I presume Russia will now be selling its wheat to countries that are willing to pay in yuan. No doubt at a discount as well to the ridiculous world prices. What is not mentioned here is that Russia, China and Belarus produce around 50% of the worlds fertiliser which add another layer of complexity to the situation. One only needs to drive around our countryside to see most paddocks bare of grazing beasts. There is definitely more room for grass fed animals. Australian have been eating grass fed beef for 200 years. Grain feeding is only a recent introduction.

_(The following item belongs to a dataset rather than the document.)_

PR #33, opened 2023-05-10
allow for multiple examples

dgoffredo:
I'm going to be adding an example setup that has a minimal HTTP server (using a header-only C++ library) and an upstream Python server that talks to a database (SQLite).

Or, like us, just eat less meat.. virtually stopped eating sheep and cow ….. only a bit of bacon.. a bit of chook and a bit of fish, that’s it, but commercial fishing is scouring the oceans so should stop that as well, ….and I grew up on a farm
An interesting article, which I wholeheartedly agree with, as a vegetarian.
But couldn’t a better, less Europe-centric graphic be found, one which actually states the amount of wheat we export? Surely it’s more than Czechia, which gets a precise figure.
My cows eat grass
The same tired argument for some level of vegetarianism. Although we probably don’t need as much meat as we do consume we are still omnivores. The ability to make tools (opposable thumb stuff) got our other digits on the really good stuff (marrow) and the human brain flourished – as one argument goes.
Anyone in this area of interest who hasn’t deep-dived into Regenerative Agriculture is wasting their own time. A bit down the track but de-desertifying the man-made deserts (all, except Antarctica) would add millions of hectares of arable land. ‘No cow shall live in poverty’ stuff, but it gets complicated. We actually need large herds trampling, slobbering, peeing and solid(er) wasting in a planned rotation to recover those lost lands, very Savory. Offering a good life for these animals followed by one bad day. Most traditional farmers are getting a small percentage of the dry mass that their land could produce and that will only improve when their allocation of rain stays, their microbes, worms, fungi and arthropods are too busy munching on each other to do other stuff, like steal the tractor. Furthermore any acre of agricultural land benefits from multi-species impact: e.g., a monoculture grain crop, followed by a herd of something eating the cover crop, followed by fowl tractors distributing the waste to get at the maggots, followed by a crimper and another monoculture crop and so on. But first the dirt has to be turned into soil and the ecosystem restored. For that he needs to learn about compost and compost teas and aerators and nozzle sizes and bioreactors and vermiculture and bird boxes. Fascinating stuff. The farmer will eventually learn to love his soil so much he never wants to see it again. Last one to sell his plough will have to accept scrap prices and pay to have it removed from his property. To be followed by a weeping and wailing Agri-business motorcade.
The politicians think we need more dams and Regen Ag wants to keep that water on their land where it has its uses.
The consumer can find out why food grown this way is better for them and their family (Dr Zach Bush) and get behind the early adopters to accelerate the transformation of dust and dirt to endless green.